I honestly thought that we'd got away from this 500x nonsense a few years ago. I would suggest that AMD is one source for the information that 2-3 is more reasonable. AMD, Qualcomm, Khronos, any of the members of the OpenCL committee you talk to as well as NVIDIA insiders if you catch them at a conference. I gave multiple public talks countering any factors over about 10 when I worked at AMD, which were approved by management.
Just think the raw numbers through. The GPU has, say, 32 cores. The CPU ALSO has multiple cores. Don't count them, then you're cheating. So let's say we have 8 CPU cores there. Each CPU core has two SSE units or one AVX unit, to be conservative. That core is doing 8 ALU ops per cycle per core.
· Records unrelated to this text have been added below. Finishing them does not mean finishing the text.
PR #687, opened 2023-09-07
Add Dutch translation

Hermanverschooten:
Even though most are not used anymore...


doomspork:
> Even though most are not used anymore...

Thank you @Hermanverschooten! Let me see if I can make time this weekend to take a look at gettext and get things updated to the latest and greatest.

doomspork (approved):

PR #699, opened 2024-09-07
Upgrade: elixir 1.17 otp 27 node 22

begedin:
I tried to review (manually test) the currently open dependabot PR and found myself unable to run the project on an M2 mac.

So I invested about an hour to try and upgrade the thing to the latest and greatest

- elixir to 1.17.2
- otp to 27.0.1
- node to 22.8

Outside of that, i had to manually bump `httpoison` as `httpoison -> hackney -> ssl_verify_fun` refused to compile.
I also did a `mix hex.update --all`

Finally, I bumped everything in the `Dockerfile` to and then tried to deploy on a fly machine of my own. I found the min required version for dart_sass went up to 1.55 on linux, so since i was already bumping that, I went with the latest version.

And then after the PR failed, I realized I also had to upgrade credo cause it wouldn't run

After setting the necessary secrets, the deployment worked and everything seems to be in order. I took my own app down after, but I can put it back up if anyone wants to manually test.


config/prod.exs
```diff
@@ -11,7 +11,7 @@ import Config
 # before starting your production server.
 config :companies, CompaniesWeb.Endpoint,
   http: [:inet6, port: System.get_env("PORT") || 8080],
-  url: [scheme: "https", host: "elixir-companies.com"],
+  url: [scheme: "https", host: "bego-elixir-companies.fly.dev"],
```
doomspork, line 14: We need to change this back.

```suggestion
  url: [scheme: "https", host: "elixir-companies.com"],
```

doomspork (approved):

config/prod.exs
begedin: Ooops, sorry, missed it. Thank you for correcting it.

doomspork: No problem @begedin! Teamwork makes the dream work 🎉 Thanks for helping out. Need to make time in 2025 to give this site a good overhaul. Your thoughts and feedback are welcome!

PR #705, opened 2024-10-21
fix: rm non-functional industries select, make search box bigger

jsegal205:
The industries dropdown was non functional as the select box was empty - [code reference](https://github.com/beam-community/elixir-companies/blob/main/lib/companies/industries.ex#L36-L38), and the search box will search on industry or company name - [code reference](https://github.com/beam-community/elixir-companies/blob/main/lib/companies/helper.ex#L15). 

Changes:
- removes industries select control
- removes class that shrunk the search input to itty bitty
- update search placeholder text to be accurate of what will be searched

## before
Screenshot 2024-10-21 at 3 02 42 PM

## after
Screenshot 2024-10-21 at 3 02 55 PM


doomspork (approved):
Thank you @jsegal205!

PR #708, opened 2024-10-22
Update .tool_versions

nathanl:


doomspork (approved):

jsegal205:
IMO this will / should be managed in the future by [common-config](https://github.com/beam-community/common-config).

So you have 64 ops per cycle. The clock rate is 3x the GPU so let's call it 196 ops per GPU cycle. The GPU had 32 cores. Each GPU core can do 64 ops/cycle (fair number for GCN). So you have 2048 ops/cycle on the GPU. 2048/196 is roughly 10. That's your peak - now you add in divergence costs on the wide GPU SIMD units (which statistically will hit you much earlier than with the CPU's narrow SIMD units), count the tiny GPU caches leading to more cache misses than the CPU and you can see why that factor of 10 invariably drops to 2 or 3x.
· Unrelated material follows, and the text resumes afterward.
PR #671, opened 2023-03-04
Update industries to match GICS

doomspork:
Updating all of the industries to match the 11 outlined by the GISC and currently in the industries.ex file.

https://www.msci.com/our-solutions/indexes/gics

More honestly you're looking at a factor of 10 or so for ALU throughput, and 10 or so for memory throughput - and those are not multiplicative. In real use cases 2-3 is about right when comparing against well-optimised CPU code.
If there is a 500x speedup appearing with Libreoffice here, and the likelihood is that that is somewhat cherrypicked anyway, then what we are seeing is the difference between someone optimizing code and someone else not doing so. There is every reason to think the original code was only lightly optimized, not parallel, not vectorized or some set of the above.